A case in point: Public Campaign reported that in 1996, when Congress voted to lift the minimum wage 90 cents an hour, business interests extracted $21 billion in custom-designed tax benefits. These business interests gave only about $36 million in campaign contributions so they got out of the public treasury nearly 600 times what they put in. And you helped pay for it.

Looked at another way, that was enough money to give 11 million workers a 90 cent an hour wage increase for a whole year -- or, to be more 1990s about it, to give 21,000 CEOs a million dollar bonus.

This is repeated over and over. For example, the oil industry in one recent year gave $23 million in campaign contributions and got nearly $9 billion in tax breaks.

The bottom line is this: if you want to save public money, support public campaign financing.

My final objection is biologic. Elections are for and between human beings. How do you tell when you're dealing with a person? Well, they bleed, burp, wiggle their toes and have sex. They register for the draft. They register to vote. They watch MTV. They go to prison and they have babies and cancer. Eventually they die and are buried or cremated.

Now this may seem obvious to you, but there are tens of thousands of lawyers and judges and politicians who simply don't believe it. They will tell you that a corporation is a person, based on a corrupt Supreme Court interpretation of the 14th Amendment from back in the robber baron era of the late 19th century -- a time in many ways not unlike our own.

Before this ruling, everyone knew what a person was just as everyone knew what a bribe was. States regulated corporations because they were legal fictions lacking not only blood and bones, but conscience, morality, and free will. But then the leg of mutton became a turnip in the eyes of the law.

Corporations say they just want to be treated like people, but that's not true. Test it out. Try to exercise your free speech on the property of a corporation just like they exercise theirs in your election. You'll find out quickly who is more of a person. We can take care of this biologic problem by applying a simple literary solution: tell the truth. A corporation is not a person and should not be allowed to be called one under the law.

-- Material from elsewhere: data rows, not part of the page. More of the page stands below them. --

PR #301, opened 2018-09-12
Add wall clock timeout to mpsse_flush()

timsifive:
I think that libusb_handle_events_timeout_completed is supposed to make
progress or time out, but sometimes we hit a case where it makes no
progress, and mpsse_flush() loops forever. This wall clock timeout kicks
it out of that loop. OpenOCD appears to die afterwards, but that's still
an improvement.

Change-Id: Id9220557625834fb5b7dccf65251651a11a887f0

### DIFF
--- a/src/jtag/drivers/mpsse.c
+++ b/src/jtag/drivers/mpsse.c
@@ -22,6 +22,7 @@
 
 #include "mpsse.h"
 #include "helper/log.h"
+#include "helper/time_support.h"
 #include <libusb.h>
 
 /* Compatibility define for older libusb-1.0 */
--- a/src/jtag/drivers/mpsse.c
+++ b/src/jtag/drivers/mpsse.c
@@ -892,6 +892,7 @@ int mpsse_flush(struct mpsse_ctx *ctx)
 	}
 
 	/* Polling loop, more or less taken from libftdi */
+	int64_t start = timeval_ms();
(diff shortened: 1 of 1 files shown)


mwachs5 (commented):
Is this a bug introduced upstream? Do you know why this suddenly started to matter?

timsifive:
This function hasn't been touched since 2016. I don't know what changed that caused us to start seeing the problem now.

mwachs5:
I get this compile error:
```
../src/jtag/drivers/mpsse.c: In function ‘mpsse_flush’:
../src/jtag/drivers/mpsse.c:895:18: error: implicit declaration of function ‘timeval_ms’ [-Werror=implicit-function-declaration]
  int64_t start = timeval_ms()
```

mwachs5:
Do you need to:
```
#include <helper/time_support.h>
```

timsifive:
Evidently. I don't know why I didn't run into that problem.

mwachs5:
This seems to at least not break things, though I haven't hit the case in my testing of this PR.

mwachs5:
Is there any upstream discussion of this issue?

timsifive:
Not AFAIK.

mwachs5 (approved):
Works no worse than before and hopefully solves hanging problems.

PR #304, opened 2018-10-05
Revert "Don't report exact watchpoint to gdb. (#300)"

timsifive:
This reverts commit 933cb875a8fb6243df52208c725b1c6ebc9662e3.

https://github.com/riscv/riscv-openocd/issues/295 was fixed in gdb.


cgsfv (approved):
Tested it with the update you made to the ProgramHwWatchpoint test in riscv-tests/debug, and it works as expected.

I close with this thought. The people who work in the building behind us have learned to count money ahead of votes. It is time to chase the money changers out of the temple. But how? After all, getting Congress to adopt publicly funded campaigns is like trying to get the Mafia to adopt the Ten Commandments as its mission statement. I would suggest that while fighting this difficult battle there is something we can do starting tomorrow. We can pull together every decent organization and individual in communities all over America -- the churches, activist organizations, social service groups, moral business people, concerned citizens -- and begin drafting a code of conduct for politicians. We do not have to wait for any legislature.

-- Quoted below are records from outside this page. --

PR #306, opened 2018-10-12
Fix segfault in riscv_deinit_target().

timsifive:
This would happen when OpenOCD is unable to connect to the JTAG device.

Change-Id: I1785fd5f5a20db9b4b574bdddfe3eab9bdc0b0bc

### DIFF
--- a/src/target/riscv/riscv.c
+++ b/src/target/riscv/riscv.c
@@ -280,12 +280,17 @@ static void riscv_deinit_target(struct target *target)
 		free(info);
 	}
 	/* Free the shared structure use for most registers. */
-	free(target->reg_cache->reg_list[0].arch_info);
-	/* Free the ones we allocated separately. */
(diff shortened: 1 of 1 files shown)


paul-walmsley-sifive:
FSDK-146

cgsfv (approved):
I think it looks way better with all the checking of pointers before calling free.
Does it make any sense to add a test of this to riscv-tests repo?

timsifive:
A test case would be nice to have, but I was going to ignore it because this bug is unlikely to regress (this code is not often touched), the test infrastructure doesn't pay attention to OpenOCD's return code, and it's not a bug that is likely to cause much trouble for people. These are all individually weak reasons, but combine into my feeling. If you think it's important we can at least open an issue for a test case in riscv-tests.

cgsfv:
I totally trust your experience with the openocd code base and any need for testing - just felt like I had to ask.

If we do this right, if we form true broad-based coalitions of decency, then the politicians will ignore us only at their peril.

At root, dear friends, our problem is that politicians have come to have more fear of their campaign contributors than they have of the voters. We have to teach politicians to be afraid of us again. And nothing will do it better than a coming together of a righteously outraged and unified constituency demanding an end to bribery of politicians, whether it occurs before, during, or after a campaign.